-- Materials provided follows --

PR #4291, opened 2026-07-21
fix(aws-network-mcp-server): detect_tgw_inspection KeyError on VpcId

### LINKED ISSUE #4286: detect_tgw_inspection throws KeyError: 'VpcId' on valid Transit Gateways
## Description

`detect_tgw_inspection` fails with an unhandled `KeyError: 'VpcId'` when called against Transit Gateways that have at least one attachment type other than a plain VPC attachment (e.g. Connect, peering, or Direct Connect Gateway attachments).

## Environment

- `awslabs.aws-network-mcp-server` version: 0.0.13 (via `uvx awslabs.aws-network-mcp-server@latest`)
- MCP client: Claude Code
- Region: eu-west-1

## Steps to reproduce

1. Call `list_transit_gateways(region="eu-west-1", profile_name="<profile>")` — returns 2+ TGWs, at least one with mixed attachment types (VPC + Connect/peering).
2. Call `detect_tgw_inspection(transit_gateway_id="<tgw-id>", region="eu-west-1", profile_name="<profile>")` on that TGW.

## Actual behavior

```
Error detecting firewall attachments: 'VpcId'. REQUIRED TO REMEDIATE BEFORE CONTINUING
```

This happened consistently on 2 out of 2 TGWs tested in the account, one of which is a long-standing production TGW and one a newer TGW used for third-party VPC attachment.

## Expected behavior

The tool should either:
- Skip/ignore attachments that don't have a `VpcId` (e.g. Connect, peering) when checking for firewall-appliance-mode VPC attachments, or
- Return a clear error identifying which attachment(s) lack the expected field, rather than an unhandled `KeyError`.

## Additional context

This appears to be an unguarded dict access (e.g. `attachment['VpcId']`) somewhere in the TGW attachment-inspection logic that doesn't account for non-VPC attachment types in the TGW's attachment list.

arimu1:
## Summary

`detect_tgw_inspection` raised an unhandled `KeyError: 'VpcId'` any time the account/region had at least one AWS Network Firewall — regardless of the Transit Gateway's attachment mix.

Root cause: `nfw_client.list_firewalls()['Firewalls']` items only ever contain `FirewallName`/`FirewallArn`/`TransitGatewayAttachmentId` (see the [ListFirewalls API reference](https://docs.aws.amazon.com/network-firewall/latest/APIReference/API_ListFirewalls.html)) — `VpcId` is never present there. `VpcId` only shows up in the [DescribeFirewall](https://docs.aws.amazon.com/network-firewall/latest/APIReference/API_DescribeFirewall.html) response. The unguarded `fw['VpcId']` access at line 68 of `detect_transit_gateway_inspection.py` therefore failed on every call that returned any firewalls, independent of the TGW's attachment types — the TGW-attachment filtering code (`ResourceType`/`ResourceId`) was already correct and unaffected.

## Fix

Look up each listed firewall's `VpcId` via `describe_firewall()` (the same call already used a few lines down for TGW network-function attachments), guarding with `.get('VpcId')` so non-VPC firewalls or describe failures degrade gracefully instead of crashing the whole tool call.

Closes #4286

## Test plan

- [x] Added a regression test (`test_vpc_firewall_detection_no_vpc_id_on_list_firewalls`) that mocks `list_firewalls()` with the real API shape (no `VpcId`) and asserts the tool still correctly finds the VPC-attached firewall via `describe_firewall()`.
- [x] Updated existing fixtures/tests that previously (incorrectly) assumed `list_firewalls()` returns `VpcId`.
- [x] Verified the regression test fails with the exact reported error (`ToolError: Error detecting firewall attachments: 'VpcId'.`) against the pre-fix code, and passes after the fix.
- [x] `uv run pytest tests/` — 245 passed
- [x] `uv run ruff check` / `uv run ruff format --check` on changed files — clean

### DIFF
--- a/src/aws-network-mcp-server/CHANGELOG.md
+++ b/src/aws-network-mcp-server/CHANGELOG.md
@@ -7,6 +7,10 @@ and this project adheres to [Semantic Versioning](https://semver.org/spec/v2.0.0
 
 ## Unreleased
 
+### Fixed
+
+- `detect_tgw_inspection` raising `KeyError: 'VpcId'` because `list_firewalls()` doesn't return `VpcId` (#4286)
+
 ### Added
 
 - Initial project setup
--- a/src/aws-network-mcp-server/awslabs/aws_network_mcp_server/tools/transit_gateway/detect_transit_gateway_inspection.py
+++ b/src/aws-network-mcp-server/awslabs/aws_network_mcp_server/tools/transit_gateway/detect_transit_gateway_inspection.py
@@ -64,8 +64,20 @@ async def detect_tgw_inspection(
         nfw_client = get_aws_client('network-firewall', region, profile_name)
 
         # Get AWS Network Firewalls (VPC-attached)
+        # list_firewalls() only returns FirewallName/FirewallArn, not VpcId, so we
+        # describe each firewall to find which ones are VPC-attached. TGW-attached
+        # firewalls (and any other non-VPC firewall) simply won't have a VpcId.
         aws_firewalls = nfw_client.list_firewalls()['Firewalls']
-        aws_firewall_vpcs = {fw['VpcId'] for fw in aws_firewalls}
+        aws_firewall_vpcs = set()
+        for fw in aws_firewalls:
+            try:
+                firewall_details = nfw_client.describe_firewall(FirewallName=fw['FirewallName'])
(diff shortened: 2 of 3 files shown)


arimu1:
Still relevant; waiting on review.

-- Materials provided concluded --

Your goal: In which lines of the material above does the string "Added" occur? Copy them all.

Task answer:
- [x] Added a regression test (`test_vpc_firewall_detection_no_vpc_id_on_list_firewalls`) that mocks `list_firewalls()` with the real API shape (no `VpcId`) and asserts the tool still correctly finds the VPC-attached firewall via `describe_firewall()`.
 ### Added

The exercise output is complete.